*** Opening of Information provided ***
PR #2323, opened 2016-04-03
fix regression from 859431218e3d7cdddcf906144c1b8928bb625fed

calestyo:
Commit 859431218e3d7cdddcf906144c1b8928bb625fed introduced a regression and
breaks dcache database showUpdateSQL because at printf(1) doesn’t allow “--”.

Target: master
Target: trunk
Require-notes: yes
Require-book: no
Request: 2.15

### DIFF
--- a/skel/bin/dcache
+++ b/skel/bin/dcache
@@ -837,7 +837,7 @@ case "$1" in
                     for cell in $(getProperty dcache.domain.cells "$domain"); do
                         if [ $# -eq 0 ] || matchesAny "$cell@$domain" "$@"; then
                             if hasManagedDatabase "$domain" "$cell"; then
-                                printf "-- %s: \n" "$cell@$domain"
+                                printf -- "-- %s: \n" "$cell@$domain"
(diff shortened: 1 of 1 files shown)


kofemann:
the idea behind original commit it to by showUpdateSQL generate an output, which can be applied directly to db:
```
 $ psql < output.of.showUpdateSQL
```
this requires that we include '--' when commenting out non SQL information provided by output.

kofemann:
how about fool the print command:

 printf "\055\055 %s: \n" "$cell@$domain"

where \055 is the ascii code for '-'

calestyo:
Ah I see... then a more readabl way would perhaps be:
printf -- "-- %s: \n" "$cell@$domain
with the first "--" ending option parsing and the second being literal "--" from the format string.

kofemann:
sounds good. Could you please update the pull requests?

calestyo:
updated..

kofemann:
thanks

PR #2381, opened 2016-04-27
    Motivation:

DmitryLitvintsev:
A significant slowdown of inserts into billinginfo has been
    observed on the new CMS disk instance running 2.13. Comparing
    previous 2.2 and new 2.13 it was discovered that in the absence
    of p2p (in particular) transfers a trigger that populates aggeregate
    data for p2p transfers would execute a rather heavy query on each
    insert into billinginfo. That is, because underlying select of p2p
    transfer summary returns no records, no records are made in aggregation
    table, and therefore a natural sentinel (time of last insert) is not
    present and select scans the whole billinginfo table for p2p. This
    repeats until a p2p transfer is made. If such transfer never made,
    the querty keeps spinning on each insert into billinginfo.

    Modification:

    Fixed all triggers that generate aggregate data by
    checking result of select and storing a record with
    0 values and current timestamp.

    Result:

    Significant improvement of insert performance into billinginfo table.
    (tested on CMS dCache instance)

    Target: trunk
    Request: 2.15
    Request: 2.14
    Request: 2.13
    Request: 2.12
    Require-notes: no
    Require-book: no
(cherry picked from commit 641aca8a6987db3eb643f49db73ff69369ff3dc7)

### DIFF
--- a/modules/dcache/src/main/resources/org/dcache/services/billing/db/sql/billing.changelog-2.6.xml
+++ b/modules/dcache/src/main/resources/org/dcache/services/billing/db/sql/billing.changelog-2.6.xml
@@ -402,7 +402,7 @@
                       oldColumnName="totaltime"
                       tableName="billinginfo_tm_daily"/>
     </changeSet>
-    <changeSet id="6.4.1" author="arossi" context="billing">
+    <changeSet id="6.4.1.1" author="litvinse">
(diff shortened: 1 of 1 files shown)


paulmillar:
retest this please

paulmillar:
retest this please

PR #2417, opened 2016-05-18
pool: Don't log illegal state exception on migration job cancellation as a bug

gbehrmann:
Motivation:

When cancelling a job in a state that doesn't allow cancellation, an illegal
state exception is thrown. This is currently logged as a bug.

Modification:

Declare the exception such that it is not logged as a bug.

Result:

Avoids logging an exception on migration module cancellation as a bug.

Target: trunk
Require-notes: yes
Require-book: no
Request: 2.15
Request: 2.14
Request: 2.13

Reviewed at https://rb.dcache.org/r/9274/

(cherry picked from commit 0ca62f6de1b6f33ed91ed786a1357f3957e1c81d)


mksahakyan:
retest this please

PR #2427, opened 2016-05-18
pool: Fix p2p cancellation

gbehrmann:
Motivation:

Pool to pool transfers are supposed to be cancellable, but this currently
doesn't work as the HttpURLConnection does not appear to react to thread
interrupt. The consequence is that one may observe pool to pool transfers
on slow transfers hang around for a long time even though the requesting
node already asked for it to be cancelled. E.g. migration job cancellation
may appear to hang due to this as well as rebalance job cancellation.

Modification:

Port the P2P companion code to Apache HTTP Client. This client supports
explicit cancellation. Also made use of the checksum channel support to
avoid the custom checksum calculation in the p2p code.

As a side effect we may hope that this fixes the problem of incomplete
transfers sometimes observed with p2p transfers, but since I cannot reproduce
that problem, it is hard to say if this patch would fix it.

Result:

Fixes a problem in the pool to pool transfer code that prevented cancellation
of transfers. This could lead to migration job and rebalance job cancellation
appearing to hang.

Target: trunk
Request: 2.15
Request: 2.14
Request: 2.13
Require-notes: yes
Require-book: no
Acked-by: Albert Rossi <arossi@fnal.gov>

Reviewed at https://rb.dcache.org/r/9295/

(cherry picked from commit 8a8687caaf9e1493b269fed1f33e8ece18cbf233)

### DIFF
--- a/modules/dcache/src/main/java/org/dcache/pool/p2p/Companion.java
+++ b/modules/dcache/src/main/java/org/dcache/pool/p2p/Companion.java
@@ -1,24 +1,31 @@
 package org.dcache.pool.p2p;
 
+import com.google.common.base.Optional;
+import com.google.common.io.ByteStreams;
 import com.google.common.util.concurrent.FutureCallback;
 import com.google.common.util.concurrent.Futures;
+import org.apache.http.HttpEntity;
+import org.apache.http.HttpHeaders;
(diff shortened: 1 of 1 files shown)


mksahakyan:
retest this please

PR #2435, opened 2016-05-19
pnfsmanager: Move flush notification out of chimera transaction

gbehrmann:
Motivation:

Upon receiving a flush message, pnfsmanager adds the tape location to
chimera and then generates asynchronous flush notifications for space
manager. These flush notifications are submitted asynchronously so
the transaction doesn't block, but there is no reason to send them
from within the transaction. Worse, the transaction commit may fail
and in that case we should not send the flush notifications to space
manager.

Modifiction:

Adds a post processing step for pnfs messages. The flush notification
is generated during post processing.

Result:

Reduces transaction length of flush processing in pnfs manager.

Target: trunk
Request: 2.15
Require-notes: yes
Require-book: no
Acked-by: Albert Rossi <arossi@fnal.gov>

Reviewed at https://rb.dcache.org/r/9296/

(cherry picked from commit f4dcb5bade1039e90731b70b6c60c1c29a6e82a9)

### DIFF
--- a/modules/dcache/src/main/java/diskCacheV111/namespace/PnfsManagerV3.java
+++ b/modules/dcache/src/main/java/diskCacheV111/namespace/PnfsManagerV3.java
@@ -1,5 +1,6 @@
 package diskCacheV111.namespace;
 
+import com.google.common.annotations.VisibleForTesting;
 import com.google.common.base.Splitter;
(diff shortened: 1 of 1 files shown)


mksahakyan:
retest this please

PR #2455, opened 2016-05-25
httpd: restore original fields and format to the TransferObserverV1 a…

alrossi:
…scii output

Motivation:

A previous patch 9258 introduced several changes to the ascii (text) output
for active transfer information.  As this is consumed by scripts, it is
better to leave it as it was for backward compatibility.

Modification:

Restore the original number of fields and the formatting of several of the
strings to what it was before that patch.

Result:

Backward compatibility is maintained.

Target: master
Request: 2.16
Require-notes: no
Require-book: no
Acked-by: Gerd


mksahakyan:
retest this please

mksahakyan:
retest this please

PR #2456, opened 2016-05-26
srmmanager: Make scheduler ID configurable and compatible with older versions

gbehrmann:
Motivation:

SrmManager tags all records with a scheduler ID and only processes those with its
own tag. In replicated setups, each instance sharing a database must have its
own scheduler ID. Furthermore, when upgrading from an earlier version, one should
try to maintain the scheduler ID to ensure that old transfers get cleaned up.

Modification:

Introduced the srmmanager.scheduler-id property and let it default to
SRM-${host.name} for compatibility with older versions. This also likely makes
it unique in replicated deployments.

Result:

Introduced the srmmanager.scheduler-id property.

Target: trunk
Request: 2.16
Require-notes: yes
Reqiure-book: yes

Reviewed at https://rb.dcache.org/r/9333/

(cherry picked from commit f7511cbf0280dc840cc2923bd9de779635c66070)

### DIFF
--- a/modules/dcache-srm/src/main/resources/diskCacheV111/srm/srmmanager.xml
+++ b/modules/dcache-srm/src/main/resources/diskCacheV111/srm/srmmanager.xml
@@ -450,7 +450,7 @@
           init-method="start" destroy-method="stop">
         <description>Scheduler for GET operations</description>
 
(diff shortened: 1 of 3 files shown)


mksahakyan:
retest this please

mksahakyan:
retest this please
*** Close of Information provided ***
- What you will do:
What you give back should be exactly the lines of the data above from the line with "Port the P2P" through the line with "As a side effect", both of those included, and nothing more.

- Result for this exercise:
Port the P2P companion code to Apache HTTP Client. This client supports
explicit cancellation. Also made use of the checksum channel support to
avoid the custom checksum calculation in the p2p code.

As a side effect we may hope that this fixes the problem of incomplete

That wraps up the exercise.